In Part 1 and Part 2 of this series, a DC voltage from a potentiometer provided the control voltage. However, the control voltage can include a DC bias and an AC signal, which then provides a time varying gain signal such as an amplitude modulated signal.

If we replace the potentiometer VR1 with an AC signal plus DC bias signal in any of the previous Figures 3 to 17, the voltage controlled attenuators can become an amplitude modulator circuit instead. For example, in Figure 15 (P Channel MOSFET) if the input signal, Vin, is a high frequency carrier signal and VR1’s signal, Vcont is replaced with a negative DC bias signal plus a low frequency sine wave signal, the output signal Vout will have an amplitude modulated carrier signal such as in Figure 18.

Note: The vertical axis denotes amplitude and horizontal axis denotes time in Figures 18, 19, 20, and 22.

Figure 18
An amplitude modulated (high frequency) carrier signal and its low frequency sine wave modulating signal.

In Figure 15 with a P Channel MOSFET, as the gate voltage approaches 0 volts, the drain-to-source resistance increases, allowing the voltage-controlled attenuator to pass the input signal to its output with minimum attenuation. Note that in the positive peak of the sine wave, the amplitude modulation signal is at its greatest amplitude.

Conversely, if the P Channel MOSFET’s gate voltage turns more negative, there is more conduction or less resistance across the drain and the source. Thus, there is a maximum attenuation that results in a minimum amplitude-modulated signal at the output. Now observe that the amplitude-modulated signal is at a minimum when the low frequency sine wave is at its negative peak.

We can describe the amplitude-modulated high frequency carrier, cos(2πft), signal as:

m(t) = modulating signal (e.g., a low frequency signal)

f = frequency of the “carrier” signal

Also, [ 1 + m(t) ] ≥ 0 such that cos( 2πft ) is multiplied by a non-negative scalar or number to ensure that there is no phase reversal or inversion of the high frequency carrier signal.

For example, a standard broadcast amplitude modulation signal looks like Figure 18 where the high frequency carrier signal always has an envelope that looks like the low frequency modulating signal.

In terms of standard types of amplitude modulation, there are other applications.
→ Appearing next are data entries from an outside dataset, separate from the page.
PR #10514, opened 2026-04-24
Improve multiplayer AI interaction decisions

Madwand99:
Summary:

This PR improves multiplayer AI behavior around counterspells and bounce/removal-style interaction.

The main behavior change is that the AI is less likely to spend interaction on fights between other opponents. In multiplayer games, CounterAi now avoids countering targeted spells, opposing counterspells, or predicted threats that only affect opponents, while still countering broad effects like board wipes when they threaten the AI's own permanents.

ChangeZoneAi also avoids using bounce as a "save" spell for an opponent's permanent that is already being removed by another spell on the stack.

Supporting fixes:
- Threat prediction now reads target choices from the stack instance when available, instead of relying only on the SpellAbility object.
- Non-battlefield zone changes are treated as threats only for in-play permanents, and only when the source controller is hostile to the permanent controller.
- GameSnapshot now restores spell-on-stack targets, so copied counterspells keep targeting the spell they were countering.
- AITest's three-player setup helper now supports simulation and configurable AI seating.

Tests:

Ran: mvn -pl forge-gui-desktop -am -Dtest=forge.ai.ability.CounterAiTest,forge.ai.ability.ChangeZoneAiTest -Dsurefire.failIfNoSpecifiedTests=false test

Tested many games of Commander vs 3 Baral decks. Before changes the AI wasted spells all the time. After the changes, games are now more challenging and there are no WTF moments.


forge-ai/src/main/java/forge/ai/ability/ChangeZoneAi.java
```diff
@@ -1005,6 +1005,13 @@ private static boolean isPreferredTarget(final Player ai, final SpellAbility sa,
                 }
                 // bounce opponent's stuff
                 list = CardLists.filterControlledBy(list, ai.getOpponents());
+                if (!game.getStack().isEmpty()) {
+                    // Avoid "saving" an opponent's permanent that another stack effect is already removing.
+                    list.removeAll(ComputerUtil.predictThreatenedObjects(ai, null).stream()
```
tool4ever: should probably refactor this method because it at least partly assumes that the threat prediction is for objects controlled by the provided player

forge-ai/src/main/java/forge/ai/ability/CounterAi.java
```diff
@@ -22,12 +23,106 @@
...
 import forge.util.collect.FCollectionView;
 
 public class CounterAi extends SpellAbilityAi {
 
+    private TargetChoices getTargetChoicesOnStack(Game game, SpellAbility stackSpell) {
+        if (stackSpell == null) {
+            return null;
+        }
+
+        final SpellAbilityStackInstance si = game.getStack().getInstanceMatchingSpellAbilityID(stackSpell);
```
tool4ever: you don't need such detours (you'd miss subability effects this way too)

forge-ai/src/main/java/forge/ai/ability/ChangeZoneAi.java
Madwand99: Done! I refactored the callsite to use a narrower helper instead of interpreting generic threatened GameObjects locally. ChangeZoneAi now calls ComputerUtil.predictThreatenedCards(...), which makes the intent clearer and removes the card-filtering/casting logic from the caller. I can refactor this further if desired, the current version is simply an abstraction.

forge-ai/src/main/java/forge/ai/ability/CounterAi.java
Madwand99: I removed the SpellAbility -> stack lookup by id -> target choices detour and switched the multiplayer checks to operate on the actual SpellAbilityStackInstance. Those checks now also walk subabilities, so they won’t miss relevant targeting that lives below the root ability.

forge-ai/src/main/java/forge/ai/ability/ChangeZoneAi.java
tool4ever: no, putting it in an extra method is still just bloat - why do you think you need to cast type here?

tbh I may try and cherry-pick the best parts from this PR again when I find the time
might be easier than trying to make your AI clean it up 🤔

Madwand99: I think I've cleaned up this issue. I'll do some additional cleanup to see if I can resolve the other issues.

jamincollins:
## Findings
#### 1. GameSnapshot reverse stack iteration may break target resolution order
The `copyStack` method now iterates `fromGame.getStack().reverseIterator()` while building `copiedSpells` mappings incrementally. Targets that reference SpellAbilities deeper in the stack are copied before those targets are mapped, causing `copiedSpells.get(targetSa.getId())` to return null and silently drop the target.

Test case:
```java
Game game = initAndCreateThreePlayerGame(true);
Player caster = game.getPlayers().get(0);
Player counter = game.getPlayers().get(1);
Card spell = addCardToZone("Timber Wolves", caster, ZoneType.Hand);
Card counterspell = addCardToZone("Counterspell", counter, ZoneType.Hand);

SpellAbility spellSa = spell.getFirstSpellAbility();
spellSa.setActivatingPlayer(caster);
ComputerUtil.handlePlayingSpellAbility(caster, spellSa, null);

SpellAbility counterSa = counterspell.getFirstSpellAbility();
counterSa.setActivatingPlayer(counter);
counterSa.getTargets().add(spellSa);
ComputerUtil.handlePlayingSpellAbility(counter, counterSa, null);

GameSnapshot snap = new GameSnapshot(game);
Game copy = snap.makeCopy();
SpellAbility copiedCounter = copy.getStack().get(copy.getStack().size()-1).getSpellAbility();
assert copiedCounter.getTargets().getFirstTargetedSpell() != null : "Counter target lost after snapshot";
```
Impact: AI simulation using snapshots will see counters without targets, leading to incorrect decision evaluation.

#### 2. ComputerUtil.predictThreatenedObjects playerObjects filter short-circuits empty results too early
Filtering `objects` to only those controlled by `aiPlayer` and returning early when `playerObjects.isEmpty()` prevents evaluation of threats to the player object itself when `objects` contains only the player. The early return returns `threatened` which may be empty even though the player object should be evaluated.

Test case:
```java
Player ai = game.getPlayers().get(1);
SpellAbility sa = createDamageAllSpell(targetingPlayer = ai);
List<GameObject> threatened = ComputerUtil.predictThreatenedObjects(ai, null);
assert threatened.contains(ai) : "Player object should be considered threatened";
```
Impact: Damage-to-player threats may be missed, causing AI to incorrectly value protection.

#### 3. ChangeZoneAi removes threatened objects without null check on game.getStack()
The new block `if (!game.getStack().isEmpty()) { for (Player opponent : ai.getOpponents()) { list.removeAll(ComputerUtil.predictThreatenedObjects(opponent, null)); } }` assumes `predictThreatenedObjects` never returns null. If `predictThreatenedObjects` returns null due to unexpected state, `removeAll` will NPE.

Test case:
```java
// Simulate corrupted game state where predictThreatenedObjects returns null
Player opponent = ai.getOpponents().iterator().next();
try {
    List<GameObject> threatened = ComputerUtil.predictThreatenedObjects(opponent, null);
    assert threatened != null : "predictThreatenedObjects must not return null";
} catch (Exception e) {
    // NPE expected
}
```
Impact: NullPointerException during bounce decision in multiplayer.

#### 4. CounterAi.isOpponentCounteringAnotherOpponent assumes getActivatingPlayer() non-null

These include a musical wavering effect for tremolo, and an automatic gain control amplifier for audio amplitude compression (not to be confused with data rate reduction via compression algorithms).

Now let’s take a look another type of amplitude modulator, which is characterized by “pure” multiplication.

[ m(t) ] cos( 2πft ) = Double sideband suppressed carrier signal (13)

Figure 19 shows what a multiplied carrier signal or double sideband suppressed carrier amplitude modulated signal looks like.

Figure 19
A multiplied carrier signal with its modulating sine wave below it.

Notice that the multiplied carrier signal does not exactly have a recognizable envelope like the one shown in Figure 18. Figure 20 further shows the relationship of the carrier signal’s phase.

Figure 20
A constant amplitude carrier signal is above the multiplied carrier signal with its modulating low frequency sine wave superimposed.

If you notice very carefully the phase of the high frequency modulated carrier signal has its phase reversed when the low frequency modulating signal is at its negative cycle. At the origin axes, we see that the modulating signal is in the positive cycle, and the amplitude modulated waveform is in phase with the carrier signal above.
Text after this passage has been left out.